The bottom shelf frame is similar but I made the inner brace toward the back instead of toward the front of the shelf. If I put a small tank on the bottom shelf, I want the back edge supported so the inner brace goes where the back of that tank would be. If I put a smaller tank on the top shelf it sits toward the back so the inner brace goes toward the front to support the front edge. 
Also shown in this drawing is the location of the 2 by 2 inner legs that actually support the weight of the top tanks.

Start by deciding how big to make the stand and then develop your materials list. I have found that in general the nominal 1 inch thick wood is plenty for a typical stand if you take the trouble to use 2 pieces at right angles at each corner. These pieces serve 2 purposes. The first is to brace the inner legs so that they will stay where they are intended to be, supporting the top frame. The second is to prevent the stand racking. 
Racking is a term that refers to what happens when you have a square or rectangular object and grab opposite corners and squeeze them in to distort the squareness. You end up with a parallelogram right before the whole thing fails. In a tank stand it is what will happen if the legs are not vertical or are not braced to prevent it. The weight on the top shelf will gradually bend the legs further and further away from the vertical until the strength of the things you have used is exceeded, at which time it will fail completely in a second or less. The water cleanup alone makes bracing against the motion worth doing well. 
I made the bottom frame from 6 inch wide boards because my experience with lower shelves told me that too close to the floor was a bad idea. I never want to use legs to provide the support at the floor itself so my only way to raise that shelf was using 6 inch boards instead of 4 inch. The top frame was made with 4 inch lumber because it was strong enough and it let me have more room between shelves without having the top shelf too high. 

OK time for some real world pictures instead of drawings. I laid out the cut pieces where the stand was destined to go so that I could make sure it would fit as expected and I wouldn’t need to carry the assembled stand too far. First step was to check the floor for level and get ready to trim the bottom boards to level the stand. Because the bottom frame rests directly on the floor, there is no way to adjust a leg to level it later. If I ever move to a new house, I will need to disassemble the bottom frame and trim it to fit the new home. That’s another good reason to use 6 inch wide lumber for the bottom frame.
 


Next step was to trim the boards that make up the bottom frame so that when assembled, everything would be level. I was surprised to find how far out of level the floor was. This is a relatively modern house that seems to be well built but apparently level floors was not a major focus for the builder.

Next up was assembling the top shelf.
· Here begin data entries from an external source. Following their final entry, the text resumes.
Issue #43, opened 2018-04-16
Implement Token-based login for dev


aldeed:
## Task

**Note**: this is a token based login for use in development only.

To make testing auth a little nicer as an interim solution until we have a true login flow, do the following:

1. Add a "Login" button in the nav bar.
1. Clicking "Login" opens a modal. Modal contains a “Meteor token” text field and Save and Cancel buttons. Use Material Dialog, TextField, Button, etc. components.
1. When you click Save on the modal, save the entered token to mobx state and local storage.
1. Reload as that user. Easiest is probably to just hard refresh the page.

PassportJS could be a good solution here.

In server code, come up with a solution to get proper auth token from the `request` somehow. Might need to be from a cookie. Whatever solution this is needs to be in sync with the above, changed when the user saves a different token.

## Goal

- I can change who I'm logged in as (which token is used) while the app is running
- Server rendered page shows the correct content for me if I've previously "logged in" in the browser I'm using.

PR #45, opened 2018-04-17
feat: Token-based login for dev

mikemurray:
Ticket: #43 
Impact: **minor**
Type: **feat**

## Issue

Implement a token based authentication system

## Solution

- Added a login dropdown with an input field with a save button
- Used a Popover and omitted "Cancel" button as you cancel by clicking outside the popover.
- Added a mobx authStore for saving the token in state as well has saving / getting token from cookies
- Saved the token as a cookie and providing it to the client that way as well as storing it in mobx
- Didn't use Localstorage as it's redundant to the cookies
- Provide the token to apollo on both client and server
- Removed login token from env vars and various places where it was used from those vars

## Breaking

Login token must be supplied using the login dropdown.

## Testing

1. Start app
1. Use the Account icon in the navigation 
1. Enter a valid meteor login token and hit save
1. App should load with data


mikemurray:
Adding tests now, should be ready soon.

mikemurray:
Ready for review

Issue #22, opened 2018-04-05
Product Detail Basic Information


nnnnat:
@spencern commented on [Tue Apr 03 2018](https://github.com/reactioncommerce/reaction/issues/4130)

Add the basic information section to the Product Detail layout as defined in #4126 

![image](https://user-images.githubusercontent.com/1203639/38232925-1ef50dd8-36d6-11e8-8caa-b724f51a7527.png)

The product detail layout contains the product `price`, `vendor`, and `description`

PR #53, opened 2018-04-20
feat: PDP basic info

mikemurray:
Issue: #22 ( depends on #21 )
Impact: **minor**
Type: **feat**

## Issue

Create basic info on the PDP page with price, vendor, and description fields.

## Solution 

Create a component that can

- Display price, vendor, description if the data is passed to the component.

## Test

- Start the app and go to `http://localhost:4000/product/1234`
- See the following

reaction_shop


src/components/ProductDetailInfo/ProductDetailInfo.js
```diff
@@ -0,0 +1,43 @@
...
+import Grid from "material-ui/Grid";
+
+/**
+ * Product detail basic info fields
+ * @class ProductDetailTitle
+ */
+class ProductDetailInfo extends Component {
+  static propTypes = {
+    /**
+     * Prodcut description
```
willopez: Typo here, should be Product

src/components/ProductDetailInfo/ProductDetailInfo.js
```diff
@@ -0,0 +1,43 @@
...
+
+    /**
+     * Product vendor
+     */
+    vendor: PropTypes.string
+  }
+  render() {
+    const { priceRange, vendor, description } = this.props;
+
+    // Render all props are undefined then skip rendering component
```
willopez: I believe this is a typo, it should be something like: "If all props are undefined ..."

src/pages/product.js
```diff
@@ -7,6 +7,9 @@ import withShop from "containers/shop/withShop";
 import Layout from "components/Layout";
 import ProductDetail from "components/ProductDetail";
 
+// TODO: Data will eventually come from GraphQL
+import sampleData from "components/ProductDetail/sampleData";
```
willopez: What are your thoughts on using a jest convention for naming mocked data. I like using a folder named `__mocks` that would contained a file name `product.js` with the product object? and we can use those mocks in jest tests.

mikemurray:
@will made those changes, also moved the sample data to `__mocks__` since it'll only be needed for tests once we hook the PDP page to real data.

spencern:
@mikemurray looks like you tagged the wrong @willopez in this issue :)

mikemurray:
Yup seems that way

PR #61, opened 2018-04-25
Add variant options list

willopez:
This PR will add components to display a variant's options list.

### Testing
1. Verify mocked variants render correctly on desktop/mobile
2. Click on an option and verify it's selected.


willopez:
@mikemurray comments addressed.

PR #75, opened 2018-05-01
fetch data for PDP

jshimko:
This PR relies on https://github.com/reactioncommerce/reaction/pull/4218 to work (which should hopefully be merged soon)

Updates:
- fetch product item data using URL slug or ID
- update any PDP components with mapped data
- update mock data to match GraphQL data

### DIFF
--- a/src/lib/apollo/initApolloServer.js
+++ b/src/lib/apollo/initApolloServer.js
@@ -17,13 +17,13 @@ const errorLink = onError(({ graphQLErrors, networkError }) => {
   if (graphQLErrors) {
     graphQLErrors.forEach(({ message, locations, path }) => {
       // eslint-disable-next-line no-console
-      console.log(`[GraphQL error]: Message: ${message}, Location: ${JSON.stringify(locations)}, Path: ${JSON.stringify(path)}`);
+      console.error(`[GraphQL error]: Message: ${message}, Location: ${JSON.stringify(locations)}, Path: ${JSON.stringify(path)}`);
     });
   }
 
   if (networkError) {
     // eslint-disable-next-line no-console
-    console.log(`[Network error]: ${networkError}`);
+    console.error(`[Network error]: ${networkError}`);
   }
 });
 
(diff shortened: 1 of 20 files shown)


spencern:
@jshimko How close are we to having a PR with this?

jshimko:
This is still depending on the catalog schema PR in the main Reaction repo (https://github.com/reactioncommerce/reaction/pull/4218), but it's ready to be tested/reviewed.  

```
reaction init -b refactor-4196-aldeed-catalog-schema-changes catalog-schema
cd catalog-schema
docker-compose up -d --build
```

Then start up this PR branch and everything should work.  You should see the PDP is now completely populated by the GraphQL API data.

src/lib/apollo/initApolloServer.js
```diff
@@ -11,17 +12,34 @@ if (!process.browser) {
   global.fetch = fetch;
 }
 
+// error logging for Apollo Link
+const errorLink = onError(({ graphQLErrors, networkError }) => {
+  if (graphQLErrors) {
+    graphQLErrors.forEach(({ message, locations, path }) => {
+      // eslint-disable-next-line no-console
+      console.log(`[GraphQL error]: Message: ${message}, Location: ${JSON.stringify(locations)}, Path: ${JSON.stringify(path)}`);
```
nnnnat: could we use the logger util for something like this?
https://github.com/reactioncommerce/reaction-next-starterkit/blob/master/src/lib/logger/index.js

jshimko: Well, maybe... but that logger is using `chalk` (for terminal colors) and these particular errors can happen on the server _and_ the client.  I think we probably need a more isomorphic solution for this use case.  We could certainly use [Bunyan](https://github.com/trentm/node-bunyan) for that.  Then we'd have all of the same API's we're used to in Reaction (for piping logs to other places, etc).

jshimko:
@nnnnat FYI, it's hidden in the Github UI now because I pushed changes, but I did respond to the logging questions.

src/lib/apollo/initApolloServer.js
nnnnat: yeah, I wasn't sure if our `lib/logger` would work in these cases. I'm good with just doing the `console.error` here for now and maybe we revisit our logger soon in another PR

nnnnat:
@spencern  @aldeed  I think this is good 2 go, but should we wait on [PR 4218](https://github.com/reactioncommerce/reaction/pull/4218) before we merge this one?

PR #77, opened 2018-05-02
Add inventory status badges to variants and options

willopez:
Add inventory status badges to variants/options lists. 

**NOTE**: The badge style will be updated when the designers finish the design of the PDP page.

### Testing
1. Add a new product with a variant and an option and publish the product.
2. By default the variant will have a backorder badge.
3. Verify a backorder badge is visible on the new product variant in the  grid and PDP.
4. Toggle the backorder switch to turn off backordering
5. Grid and PDP should display a "Sold Out" badge
6. Repeat steps 3-5 for the variant option.

### DIFF
--- a/src/components/ProductItem/ProductItem.js
+++ b/src/components/ProductItem/ProductItem.js
@@ -7,8 +7,8 @@ import Fade from "material-ui/transitions/Fade";
 import Hidden from "material-ui/Hidden";
 import Typography from "material-ui/Typography";
 import LoadingIcon from "mdi-material-ui/Loading";
-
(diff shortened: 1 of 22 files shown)


src/components/ProductItem/ProductItem.js
```diff
@@ -38,12 +38,12 @@ class ProductItem extends Component {
   }
 
   get productStatus() {
```
spencern: Let's work with @nnnnat and @aldeed to see if we can move all of this logic out of the client and publish an inventory status to the catalog instead.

The picture also shows the cut pieces for the bottom frame and some of the inner legs.
Next step was to trim the boards that make up the bottom frame so that when assembled, everything would be level. I was surprised to find how far out of level the floor was. This is a relatively modern house that seems to be well built but apparently level floors was not a major focus for the builder.

Next up was assembling the top shelf. The picture also shows the cut pieces for the bottom frame and some of the inner legs.
Next step was to trim the boards that make up the bottom frame so that when assembled, everything would be level. I was surprised to find how far out of level the floor was. This is a relatively modern house that seems to be well built but apparently level floors was not a major focus for the builder.

Next up was assembling the top shelf. The picture also shows the cut pieces for the bottom frame and some of the inner legs.


The legs are assembled from 3 pieces each. They have a 1 by 6 and a 1 by 3 wrapped around a 2 by 2. Since the 1 inch lumber goes from almost the floor to just under the top shelf it is longer than the 2 inch lumber that is pinched between the top frame and the bottom shelf. This leg is shown with the notch for the bottom shelf on the left and the notch for the top frame on the right. If I did it again, I would cut the outer leg braces to custom lengths so that all of them would look the same distance from the floor when the stand was done. 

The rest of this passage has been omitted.